Спасаться надо. Нельзя рисковать…
И когда я, собрав всю волю в кулак, рванула к выходу, понимая, что лучше уж трусливо убежать, только бы не оставаться наедине с этой мразью, рискуя жизнью моего ребенка, Дина вдруг вспомнила обо мне и, схватив за руку, дёрнула на себя.
Я изо всех сил пыталась не потерять равновесие, лавировала между осколками разбитого зеркала, пыталась придумать, что делать дальше. Заорать? Так никто не услышит. Смотрела на телефон, оставшийся лежать на комоде, и стонала. Видела, как загорается дисплей, слышала звук оповещения, что стоял только на Лёвкином контакте, и молилась… Пусть запаникует! Пусть приедет! Давай, Доний! Нашей девочке нужна помощь… До вечера мы не дотянем…
– Дрянь! Откуда ты вообще такая жопастая взялась на мою голову? – Дина вдруг пнула меня по ноге, роняя на пол, и треск скотча резанул перепонки. Я не чувствовала сил сопротивляться. Быть может, лучше не злить её? Поджимала ноги, лишь бы закрыть живот. Смотрела в её обезумевшие глаза и заставляла себя не рыдать. Не заставит она меня дрожать, ни за что не заставит! Поэтому я смело смотрела ей в лицо, чтобы не дать и усомниться в том, что НЕ БОЮСЬ!
– Зачем ты приезжала в мой город сегодня с той адвокатской сукой? – Дина проверила крепость липкой ленты, которой мои руки были примотаны к батарее, и стала метаться по комнате. – Что ты там нарыла?

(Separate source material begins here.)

PR #1304, opened 2024-06-11
The OIFS Scheme

Kamyarmvn:
The following changes relates to the implementation of the OIFS scheme:
1. Adding the OIFS advection derived type in fluid.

– Дина, успокойся, и отвяжи меня. Ты же понимаешь, что уже всё кончено.
– Кончено? Да я три года обхаживала Дония, а он смотрел на меня как на пустое место. Тёлки вокруг него всё крутились, ластились, а он царьком, расхаживал. Красивый, успешный и такой простой в доску! И, сука, неприступный. Блядина та ещё, а избирательный…
Дину уже было не остановить, а мне и на руку это было. Я молча слушала её бред, она словно в горячке билась, прыгая с темы на тему. И про жизнь свою рассказывала скучную в закрытом городе, и про то, что с переездом в мегаполис у неё не началась сказочная жизнь, и про сестру, что замуж выскочила за нищего. Эта женщина словно искрилась ненавистью к любому, у кого хоть что-то получалось. И вот в это я верила, потому что сыграть отвращение к чужому счастью просто невозможно.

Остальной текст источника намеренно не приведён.